My midwife immediately checked on the baby, and started prepping to deliver – it was time. I was still shaking uncontrollably, and now I started feeling all of the emotions that had been numbed by pain meds over the last 12 hours or so. It took about one push and little Oliver was introduced to the world. The midwife didn’t place him on my stomach right away. She checked for a heartbeat – he didn’t have one. She offered to perform palpitations, but we refused, knowing that if his heart miraculously started beating, it wouldn’t last for long. He was already in the arms of Heaven, and we wanted to keep it that way.

She placed him on my stomach and we both started crying, telling his lifeless body just how perfect he was and how we were sorry he couldn’t stay here on Earth with us. He was so tiny, but looked so much more like a human than an alien (something I had been very anxious about). His head had turned reddish-purple, his body was very red, and his legs were of normal color. Due to this coloration, I think he passed soon after meds were administered the night before. I hadn’t felt him move since about midnight. He had Makenna’s nose, John’s ears and hands, my and Bryson’s chin, and his small amount of hair looked strawberry-blonde in color. His body came into this world at 11:07 a.m. on July 29th, 2016. He weighed 15.2 ounces and was 8.5 inches long (although I don’t think that the nurse stretched his legs out all the way when measuring).
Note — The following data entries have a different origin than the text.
PR #1662, opened 2020-02-27
Allow non assoc config `Plugins`

stefanorosanelli:
This PR provides:

 * refactor con plugins loaded via `Plugin` configuration, default options have been changed and a simpler configuration is now possibile:

```php
'Plugins' => [
    'MyPlugin',
 ],
```
previous associative array version is still valid 

```php
'Plugins' => [
    'MyPlugin' => ['bootstrap' => true, 'ignoreMissing' => true],
 ],
```

 * unit test for `Application` was added and `AssetMiddleware` has been removed

### DIFF
--- a/src/Application.php
+++ b/src/Application.php
@@ -18,7 +18,6 @@ use Cake\Core\Configure;
 use Cake\Core\Exception\MissingPluginException;
 use Cake\Error\Middleware\ErrorHandlerMiddleware;
 use Cake\Http\BaseApplication;
-use Cake\Routing\Middleware\AssetMiddleware;
 use Cake\Routing\Middleware\RoutingMiddleware;
 
 /**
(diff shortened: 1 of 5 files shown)


src/Application.php
```diff
@@ -63,27 +75,40 @@ protected function bootstrapCli()
...
-                }
+        $plugins = (array)Configure::read('Plugins');
+        if (empty($plugins)) {
+            return;
+        }
+
+        foreach ($plugins as $plugin => $options) {
+            if (!is_string($plugin) && is_string($options)) {
+                // plugin listed not in form 'PluginName' => [....]
+                // but as non associative array like 0 => 'PluginName'
```
batopa: [minor] maybe it's better **numeric array** instead of  **non associative array**

stefanorosanelli: done

batopa (approved):

PR #1665, opened 2020-03-05
WIP: reindex ElasticSearch concurrently by object types

le0m:
This PR adds a bash script to parallelize reindex of ElasticSearch.

The script requires `tmux` and `cake.sh`, and is dependent on the `dbadmin` Cake shell to handle the actual reindex. It accepts a few arguments:
- `-t|--types <string>` a comma-separated list of object types to reindex
- `-c|--concurrency <number>` how many types to reindex at the same time (default 4)
- `-s|--session <string>` to use an existing tmux session, otherwise a new one will be created (default to 'reindex')

When started It will run the reindex for the first type with the `-delete` flag, then will run a reindex for each type in a separate tmux pane. Don't increase concurrency too much, reindexing is a cpu-intense task!

So far It's not a completely automated task since the `dbadmin` Cake shell requires user interaction if reindexing fails (see https://github.com/bedita/bedita/blob/3-corylus/bedita-app/vendors/shells/dbadmin.php#L142), so you should attach to the tmux session after starting this script.

### DIFF
--- a/reindex.sh
+++ b/reindex.sh
@@ -1,0 +1,80 @@
+#!/bin/bash
+
+function print_usage () {
+  printf "Usage: ./reindex.sh -t|--types <types> [-c|--concurrency <number>] [-s|--session <name>]\n"
+  printf "\n"
+  printf "\t-t|--types\t\tcomma-separated list of types\n"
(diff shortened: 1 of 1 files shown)


le0m:
moved to: https://github.com/bedita/bedita-tools/pull/2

We spent hours with his lifeless body, inspecting every inch of him. We saw the Spina Bifida “bubble” on his back, his little clubbed feet (a common trait of SB babies), and some other, very small, abnormalities that indicated his Triploidy (head size and shape, one of his ears was slightly under-formed, and his boy parts were not developed all the way). But, he was absolutely perfect to us. After a couple hours of holding him, John’s parents and my mom came to visit, and the hospital’s photographer came in to take photos. Around 3:00, Oliver’s body began to stiffen, feel very cold, and his skin started to deteriorate, so we called the funeral home to come pick him up so that he could be cremated. Handing his body to the nurse was one of the most difficult things I’ve ever had to do.

After about two hours of resting in the hospital room, waiting for my fever to subside, the midwife came in to discharge me. I was glad to be going home to sleep in my own bed, but so sad that it was all over. My baby was no longer inside of my stomach, and I didn’t get to bring him home with me. We had the blanket that we snuggled him in cremated with him, but I now wish we hadn’t because that could have been the only thing I kept that his body touched. I’m sure that sounds silly, but I want nothing more than to hold him again, even with his still heart. We ordered a sweet urn that’s shaped as an angel comforting a baby. Today we go to have it filled with his ashes. Today we will bring home what is left of our sweet Oliver Scott.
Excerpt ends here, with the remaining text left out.